QIBs are becoming increasingly important in the characterization, treatment, and prognostication of disease. Clinical markers such as maximum SUV and tumor volume have a long history of use. The simplicity of their calculations lend themselves well to widespread adoption. However, that simplicity may limit their utility as prognostic indicators. Thus, there is interest in more advanced markers that utilize texture, shape, and intensity information from imaged tumors. Such features can be more prone to measurement errors owing to differences in segmentation methods or other image acquisition or processing steps. The used statistical approach can help quantify QIB measurement error in real-world (eg, multi-institutional) settings for which they are being developed.

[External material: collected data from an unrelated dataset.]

Issue #2637, opened 2021-06-29
Violation of Rust's aliasing rules with DMA operations


lschuermann:
It's a common paradigm for chips in Tock to take some buffer which is written to using a DMA operation. Because this buffer must be handed back to the client when the operation completes, we need to hold on to a reference to it. This seems to be done almost exclusively through `TakeCell`s. For example, for the nRF52 family of chips:

https://github.com/tock/tock/blob/94172ecf293e6df598192111b87db9dbbcaad178/chips/nrf52/src/uart.rs#L162-L169

https://github.com/tock/tock/blob/94172ecf293e6df598192111b87db9dbbcaad178/chips/nrf52/src/uart.rs#L496-L510

However, by putting these buffers into a `TakeCell`, we are still holding on to a mutable Rust reference to the respective slice:

https://github.com/tock/tock/blob/94172ecf293e6df598192111b87db9dbbcaad178/libraries/tock-cells/src/take_cell.rs#L14-L16

If the DMA operation now mutates these buffers, we've violated Rust's assumption of there only being a single mutable reference to some object, and that object not being mutated otherwise. This, as far as I understand it, makes the kernel unsound.

---

The solution appears to be quite simple: we need to drop the slice reference prior to starting a DMA operation which might mutate the memory in question, and only store the pointer (as a `*mut u8`) and length of the respective buffer. Rust does not impose the strict aliasing requirements on pointers. Once the DMA operation is finished, it should be safe to reconstruct a proper Rust slice.

Because a `core::slice::from_raw_parts_mut` looks really scary, and furthermore is easy to mess up, I propose introducing a `DMABuffer` (naming WIP) type, which does exactly this: take a static mutable reference to a slice of bytes in the constructor, decompose it into its pointer and length, and allow to reconstruct a slice again consuming the type. This would of course need to be applied across the entire code base.

---

What do others think? Have I missed something or is this really a soundness issue?

jrvanwhy:
I agree this is a soundness issue, and that the fix is to store the slice as a raw pointer and length.

ppannuto:
+1, I agree this is an issue. I might bikeshed to `DMACell`, as the cell metaphor is well understood, and I think we can explain it as a cell whose contents is (1) empty, (2) owned by underlying hardware, (3) present and owned by software. Plus Tock has a history of custom `Cell` types.

lschuermann:
Thanks for the feedback! Will create a PR to propose a new type to handle this and subsequently apply it to all chip crates.

[...]

PR #3041, opened 2022-05-11
Rework of Digest HIL 

phil-levis:
### Pull Request Overview

This pull request reworks the Digest HIL, introducing four major changes:
  1) It allows a Digest to operate both on mutable and immutable data.This is so that one can calculate digests on read-only data (e.g., process binaries), as is needed for checking cryptographic credentials of processes without copying them into RAM first. `Digest` now has two methods to add data to a digest, `add_data` and `add_mut_data`. The callback client correspondingly has two callbacks `add_data_done` and `add_mut_data_done`.
  2) To support 1) above, it changes `LeasableBuffer` to take a `&[u8]` and adds a `LeasableMutableBuffer` which takes a `&mut [u8]`.
  3) A call to `add_data` and `add_mut_data` is expected to add all of the data that is in the active slice of the corresponding `LeasableBufffer` or `LeasableMutableBuffer`. Accepting less is an error condition. Correspondingly, a successful call to one of these methods now returns `Ok(())`: the prior version returned `Ok(usize)` to return how many bytes would be added.
  4) It changes the calls and callbacks of `Digest` to use only `LeasableBuffer` and `LeasableMutableBuffer` rather than using both these types as well as slices. This allows an error condition to indicate how much data is remaining to be added.

### Testing Strategy

This pull request has not been tested yet.

### TODO or Help Wanted

This needs to be tested on OpenTitan.

### Documentation Updated

### Formatting

- [x] Ran `make prepush`.


phil-levis:
There was a lot of discussion on the core call today; there's general agreement that having two traits is undesirable, but there is not yet a better solution. So we agreed to discuss possible better approaches here on this PR before moving forward.

hudson-ayers:
I spent some time today thinking about a different design for asynchronously passing buffers to hardware that I think resolves some of the issues here. This design is partially inspired by the DMA design described here: https://docs.rust-embedded.org/embedonomicon/dma.html , but ours has the added challenge that we cannot rely on an assumption of futures / generators to simplify waiting on results, and instead have to support an event-driven state machine.

Step 1: Peripheral functions that currently take `&'static mut [u8]` despite not needing to actually mutate the underlying buffer are changed to be generic (just the function, not the entire peripheral) and instead take `B: AsRef<[u8]> + 'static`

```rust
//! kernel/src/hil/uart.rs
trait Transmit {
    fn transmit_buffer<B: AsRef<[u8]> + 'static>(
        &self,
        tx_buffer: B, // used to be &'static mut [u8]
        tx_len: usize,
    ) -> Result<BufferHandle<B>, (ErrorCode, B)>; // Notice different return type!
}
```

This is supported by a new type, `BufferHandle`, which knows the exact type of buffer that was passed to the underlying operation:

```rust
pub trait BufferHandleTrait {
    fn transfer_done(&self);
}

pub struct BufferHandle<B: AsRef<[u8]> + 'static> {
    buffer: B,
    finished: Cell<bool>,
}

impl<B: AsRef<[u8]> + 'static> BufferHandle {
    fn get_buffer(&self) -> Option<B> {
        if self.finished.get() {
            Some(B)
        } else {
            None
        }
    }
}

impl<B: AsRef<[u8]> + 'static> BufferHandleTrait for BufferHandle<B> {
    fn transfer_done(&self) {
        self.finished.set(true);
    }
}
```

The underlying code that actually passes the buffer to hardware (e.g. for a DMA operation) passes the address / length to the underlying hardware, then stashes the buffer (whatever its concrete type) in the buffer handle. The buffer handle ensures that the actual (Rust) buffer is not made available until its callback is called indicating the underlying hardware no longer will be accessing the buffer.

```rust
//! dma.rs
// sam4l transmit_buffer calls dma.prepare_transfer() to actually send the buffer, so this generic component is just forwarded
    pub fn prepare_transfer<B: AsRef<[u8]> + 'static>(
        &self,
        pid: DMAPeripheral,
        buf: B,
        mut len: usize,
    ) -> DMAHandle<B> {
        let maxlen = buf.as_ref().len()
            / match self.width.get() {
                DMAWidth::Width8Bit /*  DMA is acting on bytes     */ => 1,
                DMAWidth::Width16Bit /* DMA is acting on halfwords */ => 2,
                DMAWidth::Width32Bit /* DMA is acting on words     */ => 4,
            };
        len = cmp::min(len, maxlen);
        self.registers
            .mr
            .write(Mode::SIZE.val(self.width.get() as u32));

        self.registers.psr.set(pid);
        self.registers
            .marr
            .write(MemoryAddressReload::MARV.val(buf.as_ref()[0] as *const u8 as u32));
        self.registers
            .tcrr
            .write(TransferCounter::TCV.val(len as u32));

        self.registers.ier.write(Interrupt::TRC::SET);

        BufferHandle { buf, finished: Cell::new(false) }
    }
```

Now, we need a way to indicate to the BufferHandle that it can unlock once the transfer is done. Let's do this using the new `BufferHandleTrait` above, because we cannot allow our underlying peripheral to be generic over a parameter for which there will be multiple types used, so this access needs to occur via a vtable:

```rust
//! dma.rs
struct DMAChannel {
    // ... stuff
    // we used to store buf: &'static mut [u8] here, no more
    client: &'static dyn DMAClient, // same as before
    handle: &'static dyn BufferHandleTrait,
}

impl DMAChannel {
        self.registers
            .idr
            .write(Interrupt::TERR::SET + Interrupt::TRC::SET + Interrupt::RCZ::SET);
        let channel = self.registers.psr.get();

        self.client.map(|client| {
            client.transfer_done(channel); // normal client notification mechanism
        });
        self.handle.map(|handle| {
            handle.transfer_done(); // indicate to handle buffer can be safely retrieved
        });
    }
}
```

Finally, the capsule-level code that is calling the HIL is responsible for holding onto the handle, and retrieving its original buffer once the operation is complete:

```rust
//! console.rs (I haven't thought about virtualization yet, lets assume direct access)
struct Console<U: Uart + 'static> {
    uart: &'static U,
    rw_buffer: TakeCell<&'static mut [u8]>, // for printing from ram buf
    ro_buffer: TakeCell<&'static [u8]>, //for printing from flash buf
    rw_handle: OptionalCell<BufferHandle<&'static mut [u8]>>, 
    ro_handle: OptionalCell<BufferHandle<&'static [u8]>>,
}

fn command(cmd_num: u32) {
    match cmd_num {
        0 /* print from RAM buffer */ => {
            let rw_handle = self.uart.transmit_buffer(self.static_rw_buf.take());
            self.rw_handle.set(Some(rw_handle)); // store handle so we can retrieve buffer upon tx_complete
        }
        1 /* print from flash buffer */ => {
            let ro_handle = self.uart.transmit_buffer(self.static_ro_buf.take());
            self.ro_handle.set(Some(ro_handle)); // store handle so we can retrieve buffer upon tx_complete
        }
    }
}

impl UartClient for Console {
    transmit_complete() {
        if self.rw_handle.get().is_some() {
            self.rw_buffer.set(self.rw_handle.get().unwrap().get_buffer().unwrap());
        } else if self.ro_handle.get().is_some() {
            self.ro_buffer.set(self.ro_handle.get().unwrap().get_buffer().unwrap());
       }
    }
}
```

The beauty here is that only the top-level of code has to think about the fact that there will be multiple different types of buffers passed to the underlying peripheral, the underlying peripheral code just cares that whatever type it was passed can be used as a static read-only slice. Also, now the upper-layer code is responsible for holding onto buffers until DMA completes, but the interface of BufferHandle prevents any unsoundness resulting from the upper-layer code accessing the buffer before the dma completes, because the buffer is not actually made accessible until the DMA operation is finished.

Thoughts welcome!

@kupiakos @phil-levis

lschuermann:
@hudson-ayers I think this sounds like a great design and might have the ability to solve many of the issues we face across these interfaces. Here's a few thoughts (I have not run this through an actual compiler, so might be wrong):

1. I'm not sure, whether we can create such a `BufferHandle` down in the driver. If I understand this proposal correctly, at its core is the fact that both the capsule and driver hold onto a shared (`'static`) and, in case of the driver, `dyn` reference of this wrapper type, such that each can keep hold of and use it across call stacks. However, if this is created in the call to start an operation with the driver we cannot then move the resulting `BufferHandle` into some cell (e.g. `OptionalCell`) and have the driver still be able to hold a `'static` reference to it. More generally, once we have `'static dyn` (and deliberately not `mut`!) reference to this `BufferHandle` struct stored in the driver once, storing it in a type such as `OptionalCell` will be impossible as a reference to its contents fundamentally cannot be `'static` but is limited in scope, for instance through a closure.

   Instead, we should be able to just have a static number of `&'static BufferHandle`s in the capsules. These `BufferHandle`s can then be reused for operations with the respective peripherals.

2. Given that the capsule will ultimately hold either ownership or a reference to a `BufferHandle`, there's nothing preventing it from calling `transfer_done`. This is dangerous, as it would allow it to get access to a (potentially mutable) buffer which might still be subject to a DMA operation. Thus we should protect this method using either `unsafe` or a capability.

3. I understand this type is only to be used for DMA operations which do not mutate the memory in question, right? Otherwise, to solve the actual DMA unsoundness we have in our current approach (#2637), we would need to change the `BufferHandle` to not hold onto a slice, but the raw pointer and length instead.

Given the above thoughts (especially 1 + 2), we might actually get away without using monomorphism in the driver methods at all. A driver might really only need to have acess to a `&'static dyn BufferHandleTrait`, making it entirely analog to the way clients work currently. The capsule can then use its `&'static BufferHandle<B>` reference to exchange `B` at will as long as no operation is ongoing, whereas `&'static dyn BufferHandleTrait` can be used to get a `&'a [u8]` reference for synchronous operations, a `(*const u8, usize)` for asynchronous operations, and use it to signal the unsafe `transfer_done()`.

Generally, I am really excited to see this! I will try to build a PoC of this slightly modified version, happy to collaborate on this @hudson-ayers!

hudson-ayers:
> 1. I'm not sure whether we can create such a `BufferHandle` down in the driver. If I understand this proposal correctly, at its core is the fact that both the capsule and driver hold onto a shared (`'static`) and, in case of the driver, `dyn` reference of this wrapper type, such that each can keep hold of and use it across call stacks. However, if this is created in the call to start an operation with the driver we cannot then move the resulting `BufferHandle` into some cell (e.g. `OptionalCell`) and have the driver still be able to hold a `'static` reference to it. More generally, once we have `'static dyn` (and deliberately not `mut`!) reference to this `BufferHandle` struct stored in the driver once, storing it in a type such as `OptionalCell` will be impossible as a reference to its contents fundamentally cannot be `'static` but is limited in scope, for instance through a closure.
>    Instead, we should be able to just have a static number of `&'static BufferHandle`s in the capsules. These `BufferHandle`s can then be reused for operations with the respective peripherals.

I have not fully tested an implementation of this in Tock yet, just played around with some toy code in the playground. I think I understand that the issue here is that the BufferHandle we are creating on the stack would not have a static lifetime, so the underlying dma code cannot store a static reference to it -- that is definitely a problem. I am not sure I understand your proposed solution though? Would an empty (static) `BufferHandle` have to also be passed into downcalls so that it could be filled with the actual buffer reference in the upcall?

> 2. Given that the capsule will ultimately hold either ownership or a reference to a `BufferHandle`, there's nothing preventing it from calling `transfer_done`. This is dangerous, as it would allow it to get access to a (potentially mutable) buffer which might still be subject to a DMA operation. Thus we should protect this method using either `unsafe` or a capability.

Yeah I agree there should be a capability for calls to `transfer_done()`

> 3. I understand this type is only to be used for DMA operations which do not mutate the memory in question, right? Otherwise, to solve the actual DMA unsoundness we have in our current approach ([Violation of Rust's aliasing rules with DMA operations #2637](https://github.com/tock/tock/issues/2637)), we would need to change the `BufferHandle` to not hold onto a slice, but the raw pointer and length instead.

Yes, this was just designed to address read-only DMA operations. For DMA operations that write into the passed buffer, there is already an implicit requirement that the DMA be operating on `& 'static mut [u8]`.

> Given the above thoughts (especially 1 + 2), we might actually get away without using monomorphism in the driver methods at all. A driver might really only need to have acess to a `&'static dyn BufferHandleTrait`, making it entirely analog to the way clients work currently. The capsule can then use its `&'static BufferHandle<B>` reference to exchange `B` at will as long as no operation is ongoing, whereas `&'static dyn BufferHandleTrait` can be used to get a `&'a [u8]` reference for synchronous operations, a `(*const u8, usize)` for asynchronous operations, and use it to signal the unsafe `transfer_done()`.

Results from the approach could be used to prioritize QIBs that are less sensitive to measurement error, to identify standardizations needed in the process by which QIBs are derived, or to determine statistical power for clinical trial design. For example, our finding that PET-IndiC features Standard, RMS, First/Third Quartile, Upper Adjacent, and RA have technical performance similar to maximum SUV and tumor volume suggest that these more advance markers can be measured as reliably and precisely as standard clinical makers. Over all of the markers analyzed, we observed a wide range of performances and thus conclude that errors due to segmentation methods need to be reduced. Therefore, we recommend establishment of reference imaging data set collections and reference segmentations against which segmentation methods can be benchmarked and tuned to ensure harmonization of QIBs. The presented findings summarize the current state of QIB variability and systematic differences owing to segmentation methods used by NCI QIN members. Moreover, the statistical analysis of technical and clinical QIB performance offers an approach that could be used in the future to develop QIBs in other disease and imaging settings.